DESCRIPTION OF THE TASK: Where does the word "your" show up in the records? Copy every line that has it.

RECORDS FOR THIS TASK section start

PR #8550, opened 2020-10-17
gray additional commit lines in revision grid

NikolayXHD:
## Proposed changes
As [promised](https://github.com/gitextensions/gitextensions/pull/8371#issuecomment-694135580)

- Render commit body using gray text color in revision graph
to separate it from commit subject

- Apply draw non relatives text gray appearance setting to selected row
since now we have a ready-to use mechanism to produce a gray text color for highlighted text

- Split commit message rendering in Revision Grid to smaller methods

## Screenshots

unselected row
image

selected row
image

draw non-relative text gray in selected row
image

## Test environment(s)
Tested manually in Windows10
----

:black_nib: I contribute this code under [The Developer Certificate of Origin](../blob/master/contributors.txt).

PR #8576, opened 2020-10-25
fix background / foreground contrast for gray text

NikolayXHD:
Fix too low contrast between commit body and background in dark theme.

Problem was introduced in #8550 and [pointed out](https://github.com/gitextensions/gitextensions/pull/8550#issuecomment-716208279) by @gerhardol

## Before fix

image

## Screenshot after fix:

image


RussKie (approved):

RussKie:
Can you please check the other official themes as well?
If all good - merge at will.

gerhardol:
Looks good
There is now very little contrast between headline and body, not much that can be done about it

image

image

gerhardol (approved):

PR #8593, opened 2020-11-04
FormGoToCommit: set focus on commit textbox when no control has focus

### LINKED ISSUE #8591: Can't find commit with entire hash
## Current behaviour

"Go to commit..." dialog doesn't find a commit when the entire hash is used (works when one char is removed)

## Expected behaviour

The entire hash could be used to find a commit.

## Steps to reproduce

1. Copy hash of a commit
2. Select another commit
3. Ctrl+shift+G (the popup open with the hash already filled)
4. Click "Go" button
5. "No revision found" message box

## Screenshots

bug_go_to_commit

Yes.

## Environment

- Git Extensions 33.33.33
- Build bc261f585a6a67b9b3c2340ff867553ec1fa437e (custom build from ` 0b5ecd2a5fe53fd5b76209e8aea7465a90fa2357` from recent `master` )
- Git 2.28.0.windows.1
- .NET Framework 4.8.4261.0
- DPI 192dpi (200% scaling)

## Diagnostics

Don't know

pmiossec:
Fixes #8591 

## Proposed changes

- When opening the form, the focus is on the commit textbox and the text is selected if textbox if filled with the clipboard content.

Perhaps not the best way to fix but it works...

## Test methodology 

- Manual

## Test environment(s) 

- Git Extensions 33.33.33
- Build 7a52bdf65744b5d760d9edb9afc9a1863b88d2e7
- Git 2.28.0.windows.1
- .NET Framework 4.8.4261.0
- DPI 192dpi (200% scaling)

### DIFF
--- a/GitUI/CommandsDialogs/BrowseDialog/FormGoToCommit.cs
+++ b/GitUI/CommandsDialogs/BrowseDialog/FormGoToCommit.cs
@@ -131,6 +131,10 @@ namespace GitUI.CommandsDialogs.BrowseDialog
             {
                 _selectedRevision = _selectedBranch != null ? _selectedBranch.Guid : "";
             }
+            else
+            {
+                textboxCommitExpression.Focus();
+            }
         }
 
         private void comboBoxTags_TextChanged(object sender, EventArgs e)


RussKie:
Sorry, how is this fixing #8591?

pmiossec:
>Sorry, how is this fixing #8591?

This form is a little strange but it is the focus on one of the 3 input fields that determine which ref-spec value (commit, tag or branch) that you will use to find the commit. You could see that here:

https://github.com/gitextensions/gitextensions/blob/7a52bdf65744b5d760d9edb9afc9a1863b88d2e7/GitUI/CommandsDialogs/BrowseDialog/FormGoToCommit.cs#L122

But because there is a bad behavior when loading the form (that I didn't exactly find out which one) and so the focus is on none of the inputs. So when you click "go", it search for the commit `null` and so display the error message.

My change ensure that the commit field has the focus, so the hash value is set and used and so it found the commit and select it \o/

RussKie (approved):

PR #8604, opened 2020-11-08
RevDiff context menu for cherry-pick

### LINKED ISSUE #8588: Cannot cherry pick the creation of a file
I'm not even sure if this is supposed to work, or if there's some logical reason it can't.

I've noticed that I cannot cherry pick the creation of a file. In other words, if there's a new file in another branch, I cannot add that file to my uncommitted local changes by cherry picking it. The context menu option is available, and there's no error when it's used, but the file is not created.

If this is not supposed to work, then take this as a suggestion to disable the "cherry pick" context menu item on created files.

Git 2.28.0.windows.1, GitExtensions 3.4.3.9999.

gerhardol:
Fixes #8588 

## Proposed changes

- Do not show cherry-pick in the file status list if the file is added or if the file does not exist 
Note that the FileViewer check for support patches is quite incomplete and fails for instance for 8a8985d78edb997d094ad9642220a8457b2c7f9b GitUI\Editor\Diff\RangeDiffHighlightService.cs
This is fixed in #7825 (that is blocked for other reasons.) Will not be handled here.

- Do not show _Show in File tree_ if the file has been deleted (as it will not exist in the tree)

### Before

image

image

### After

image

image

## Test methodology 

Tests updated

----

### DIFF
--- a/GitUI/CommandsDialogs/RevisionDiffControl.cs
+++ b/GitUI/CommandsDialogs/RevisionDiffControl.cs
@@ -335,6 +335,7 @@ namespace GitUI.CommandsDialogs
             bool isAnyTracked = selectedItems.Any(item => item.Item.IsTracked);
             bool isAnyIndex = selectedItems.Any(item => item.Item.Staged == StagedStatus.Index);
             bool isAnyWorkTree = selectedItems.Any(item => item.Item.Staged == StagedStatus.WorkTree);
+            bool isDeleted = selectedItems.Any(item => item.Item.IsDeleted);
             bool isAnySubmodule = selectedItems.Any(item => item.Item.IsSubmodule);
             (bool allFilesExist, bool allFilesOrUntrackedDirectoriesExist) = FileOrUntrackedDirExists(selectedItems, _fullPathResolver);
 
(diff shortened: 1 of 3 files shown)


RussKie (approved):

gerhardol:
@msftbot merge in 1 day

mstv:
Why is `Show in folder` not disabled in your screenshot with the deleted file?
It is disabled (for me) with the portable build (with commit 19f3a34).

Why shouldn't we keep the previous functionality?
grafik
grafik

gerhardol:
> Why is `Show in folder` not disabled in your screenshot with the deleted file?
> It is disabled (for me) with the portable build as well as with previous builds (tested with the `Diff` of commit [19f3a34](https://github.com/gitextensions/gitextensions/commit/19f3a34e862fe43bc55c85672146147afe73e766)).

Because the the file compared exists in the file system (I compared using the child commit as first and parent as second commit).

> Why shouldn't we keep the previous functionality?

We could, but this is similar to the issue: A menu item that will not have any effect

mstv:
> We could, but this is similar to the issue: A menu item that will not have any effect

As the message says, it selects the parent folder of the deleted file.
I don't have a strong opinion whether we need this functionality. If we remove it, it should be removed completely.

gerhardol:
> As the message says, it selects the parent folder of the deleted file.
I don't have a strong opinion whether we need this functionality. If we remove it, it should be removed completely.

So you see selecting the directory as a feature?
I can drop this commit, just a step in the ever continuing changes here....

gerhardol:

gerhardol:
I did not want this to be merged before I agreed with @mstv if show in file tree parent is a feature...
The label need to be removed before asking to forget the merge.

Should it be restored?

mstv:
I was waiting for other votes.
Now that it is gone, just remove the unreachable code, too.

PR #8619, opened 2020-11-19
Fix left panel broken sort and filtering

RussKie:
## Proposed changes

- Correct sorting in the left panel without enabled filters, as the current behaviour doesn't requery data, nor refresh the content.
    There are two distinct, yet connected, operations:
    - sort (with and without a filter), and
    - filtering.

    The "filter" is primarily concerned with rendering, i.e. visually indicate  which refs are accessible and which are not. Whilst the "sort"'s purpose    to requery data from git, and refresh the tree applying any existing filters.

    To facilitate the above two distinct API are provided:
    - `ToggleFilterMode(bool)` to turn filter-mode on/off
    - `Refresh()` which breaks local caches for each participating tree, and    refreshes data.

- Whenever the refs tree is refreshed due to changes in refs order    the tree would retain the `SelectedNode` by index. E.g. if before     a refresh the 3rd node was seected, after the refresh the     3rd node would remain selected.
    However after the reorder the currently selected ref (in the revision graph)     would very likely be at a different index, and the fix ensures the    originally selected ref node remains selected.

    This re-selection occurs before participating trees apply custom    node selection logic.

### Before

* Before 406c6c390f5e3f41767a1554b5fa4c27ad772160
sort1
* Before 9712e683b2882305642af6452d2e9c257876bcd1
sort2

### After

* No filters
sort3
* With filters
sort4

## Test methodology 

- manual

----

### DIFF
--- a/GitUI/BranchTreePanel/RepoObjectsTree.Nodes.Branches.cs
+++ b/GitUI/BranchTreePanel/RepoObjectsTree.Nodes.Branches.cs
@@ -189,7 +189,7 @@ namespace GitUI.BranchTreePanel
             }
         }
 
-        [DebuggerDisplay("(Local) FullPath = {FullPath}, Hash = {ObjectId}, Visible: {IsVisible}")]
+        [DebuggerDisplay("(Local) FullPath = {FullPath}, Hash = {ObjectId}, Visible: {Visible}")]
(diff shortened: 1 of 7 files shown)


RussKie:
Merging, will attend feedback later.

RECORDS FOR THIS TASK section end
RECORDS FOR THIS TASK section start

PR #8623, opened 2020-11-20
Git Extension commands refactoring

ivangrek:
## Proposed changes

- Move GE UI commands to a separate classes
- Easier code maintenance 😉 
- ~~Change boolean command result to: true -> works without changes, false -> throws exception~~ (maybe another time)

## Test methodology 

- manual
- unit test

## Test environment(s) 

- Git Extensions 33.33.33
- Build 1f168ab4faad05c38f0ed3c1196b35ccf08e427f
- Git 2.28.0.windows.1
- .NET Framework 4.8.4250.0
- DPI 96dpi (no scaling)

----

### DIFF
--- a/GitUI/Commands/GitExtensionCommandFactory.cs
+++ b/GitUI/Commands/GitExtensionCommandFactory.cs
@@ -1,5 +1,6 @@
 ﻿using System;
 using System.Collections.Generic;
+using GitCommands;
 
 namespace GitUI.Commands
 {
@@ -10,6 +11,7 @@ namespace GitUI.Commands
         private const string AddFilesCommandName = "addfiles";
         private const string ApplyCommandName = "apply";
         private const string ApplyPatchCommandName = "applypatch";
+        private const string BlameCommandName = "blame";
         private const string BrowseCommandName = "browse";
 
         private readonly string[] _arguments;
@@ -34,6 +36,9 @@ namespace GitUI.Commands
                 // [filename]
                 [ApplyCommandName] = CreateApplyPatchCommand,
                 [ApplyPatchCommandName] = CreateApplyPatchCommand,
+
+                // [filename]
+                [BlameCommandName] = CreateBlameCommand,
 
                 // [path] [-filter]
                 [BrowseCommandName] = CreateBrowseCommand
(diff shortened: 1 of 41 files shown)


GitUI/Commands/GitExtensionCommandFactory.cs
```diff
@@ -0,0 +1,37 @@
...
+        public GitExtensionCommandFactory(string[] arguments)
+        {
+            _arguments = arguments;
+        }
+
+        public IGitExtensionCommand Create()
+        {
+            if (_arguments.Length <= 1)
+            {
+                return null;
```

RECORDS FOR THIS TASK section end

EXPECTED ANSWER:
Why is `Show in folder` not disabled in your screenshot with the deleted file?
> Why is `Show in folder` not disabled in your screenshot with the deleted file?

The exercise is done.